### TASK OBJECTIVE
Return all entries below exactly. Skip nothing.

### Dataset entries
PR #10418, opened 2026-09-01
curate: add Balkan Endemic Nephropathy (MONDO:0007416)

caufieldjh:
## What

New entry for **Balkan endemic nephropathy** (`MONDO:0007416`) — the aristolochic acid nephropathy of the Danube basin. Absent from the KB.

## One lesion, two diseases

The modelling turns on aristolactam-DNA adducts doing double duty:

- They are the **biomarker that established causation** — found in the renal cortex of affected patients *and not* in other chronic renal disease (PMID:17620607).
- They are themselves the **mutagenic lesion**, producing the A:T→T:A transversion signature that drives upper urinary tract urothelial carcinoma.

So the graph branches from a single adduct node into a tubular-fibrosis arm and a carcinogenesis arm, rather than treating the cancer as a downstream complication of the fibrosis:

```
Dietary aristolochic acid (contaminated grain)
  → Proximal tubular uptake        [conforms: Nephrotoxic Drug Exposure and Tubular Uptake]
  → Aristolactam-DNA adduct formation
      ├─→ Proximal tubular cell death + interstitial fibrosis   [conforms: Proximal Tubular Epithelial Cell Death]
      └─→ A:T→T:A transversion signature + urothelial carcinogenesis
```

Mutations at A:T pairs account for 89% of TP53 mutations in this population, 78% of them A:T→T:A transversions — specific enough to serve as a molecular fingerprint of prior exposure in tumours worldwide.

## Two deliberate partial conformances, both stated in `notes`

**Partial by time course.** `drug_induced_nephrotoxicity` models a dose-dependent **acute** tubular necrosis arc ending in AKI. This disease shares the proximal tubular target and the cell-death step but *not* the time course — chronic low-level dietary exposure over years, ending in progressive fibrosis and ESRD. The entry conforms at the uptake and cell-death nodes and **deliberately does not** conform to the module's Acute Kidney Injury effector, because that would assert a time course this disease does not have.

**Partial by agent.** The module's trigger names a nephrotoxic *drug*; the agent here is a dietary phytotoxin. Conformance is asserted on the shared mechanism — proximal tubular uptake concentrating a nephrotoxin — with the Belgian herbal-slimming outbreak noted as the case sitting between the two framings, which is the evidence that the mechanism travels.

## The epidemiology is part of the mechanism

The environmental entry records the signature that identified the exposure in the first place:

> *"Significant epidemiologic features of EN include its focal occurrence in certain villages and a familial, but not inherited, pattern of disease."* — PMID:17620607

That pattern is what a shared grain supply looks like, and it is what distinguished this from a genetic nephropathy.

## Term binding

Exposure binds substance-level `ECTO:0000231`, with a `notes` line recording that no aristolochic-acid-specific class is resolvable through the repository's ECTO adapter, and that a term resolving in OLS would not be sufficient since dismech validates ECTO against `sqlite:obo:ecto`.

## Validation

- `just count-verified-snippets` — **8/8** verified
- Graph — 4 edges, no integrity issues, exposure joined

Deep research with `claude_code` is running and will be committed to this branch as provenance when it completes. All evidence here was independently sourced from PubMed and pre-verified against the local cache before writing; every `reference_title` was generated from cache rather than typed.

### DIFF
--- a/history/disorders/Balkan_Endemic_Nephropathy/2026-09-01T191214Z-claude-code-d5fefb.yaml
+++ b/history/disorders/Balkan_Endemic_Nephropathy/2026-09-01T191214Z-claude-code-d5fefb.yaml
@@ -1,0 +1,43 @@
+history_version: 1
+target:
+  kind: disorder
+  slug: Balkan_Endemic_Nephropathy
+  path: kb/disorders/Balkan_Endemic_Nephropathy.yaml
+session:
+  id: 2026-09-01T191214Z-claude-code-d5fefb
+  timestamp: '2026-09-01T19:12:14Z'
+  actors:
+  - type: ai_agent
+    name: claude-code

### RESULT OF THIS EXERCISE
PR #10418, opened 2026-09-01
curate: add Balkan Endemic Nephropathy (MONDO:0007416)

caufieldjh:
## What

New entry for **Balkan endemic nephropathy** (`MONDO:0007416`) — the aristolochic acid nephropathy of the Danube basin. Absent from the KB.

## One lesion, two diseases

The modelling turns on aristolactam-DNA adducts doing double duty:

- They are the **biomarker that established causation** — found in the renal cortex of affected patients *and not* in other chronic renal disease (PMID:17620607).
- They are themselves the **mutagenic lesion**, producing the A:T→T:A transversion signature that drives upper urinary tract urothelial carcinoma.

So the graph branches from a single adduct node into a tubular-fibrosis arm and a carcinogenesis arm, rather than treating the cancer as a downstream complication of the fibrosis:

```
Dietary aristolochic acid (contaminated grain)
  → Proximal tubular uptake        [conforms: Nephrotoxic Drug Exposure and Tubular Uptake]
  → Aristolactam-DNA adduct formation
      ├─→ Proximal tubular cell death + interstitial fibrosis   [conforms: Proximal Tubular Epithelial Cell Death]
      └─→ A:T→T:A transversion signature + urothelial carcinogenesis
```

Mutations at A:T pairs account for 89% of TP53 mutations in this population, 78% of them A:T→T:A transversions — specific enough to serve as a molecular fingerprint of prior exposure in tumours worldwide.

## Two deliberate partial conformances, both stated in `notes`

**Partial by time course.** `drug_induced_nephrotoxicity` models a dose-dependent **acute** tubular necrosis arc ending in AKI. This disease shares the proximal tubular target and the cell-death step but *not* the time course — chronic low-level dietary exposure over years, ending in progressive fibrosis and ESRD. The entry conforms at the uptake and cell-death nodes and **deliberately does not** conform to the module's Acute Kidney Injury effector, because that would assert a time course this disease does not have.

**Partial by agent.** The module's trigger names a nephrotoxic *drug*; the agent here is a dietary phytotoxin. Conformance is asserted on the shared mechanism — proximal tubular uptake concentrating a nephrotoxin — with the Belgian herbal-slimming outbreak noted as the case sitting between the two framings, which is the evidence that the mechanism travels.

## The epidemiology is part of the mechanism

The environmental entry records the signature that identified the exposure in the first place:

> *"Significant epidemiologic features of EN include its focal occurrence in certain villages and a familial, but not inherited, pattern of disease."* — PMID:17620607

That pattern is what a shared grain supply looks like, and it is what distinguished this from a genetic nephropathy.

## Term binding

Exposure binds substance-level `ECTO:0000231`, with a `notes` line recording that no aristolochic-acid-specific class is resolvable through the repository's ECTO adapter, and that a term resolving in OLS would not be sufficient since dismech validates ECTO against `sqlite:obo:ecto`.

## Validation

- `just count-verified-snippets` — **8/8** verified
- Graph — 4 edges, no integrity issues, exposure joined

Deep research with `claude_code` is running and will be committed to this branch as provenance when it completes. All evidence here was independently sourced from PubMed and pre-verified against the local cache before writing; every `reference_title` was generated from cache rather than typed.

### DIFF
--- a/history/disorders/Balkan_Endemic_Nephropathy/2026-09-01T191214Z-claude-code-d5fefb.yaml
+++ b/history/disorders/Balkan_Endemic_Nephropathy/2026-09-01T191214Z-claude-code-d5fefb.yaml
@@ -1,0 +1,43 @@
+history_version: 1
+target:
+  kind: disorder
+  slug: Balkan_Endemic_Nephropathy
+  path: kb/disorders/Balkan_Endemic_Nephropathy.yaml
+session:
+  id: 2026-09-01T191214Z-claude-code-d5fefb
+  timestamp: '2026-09-01T19:12:14Z'
+  actors:
+  - type: ai_agent
+    name: claude-code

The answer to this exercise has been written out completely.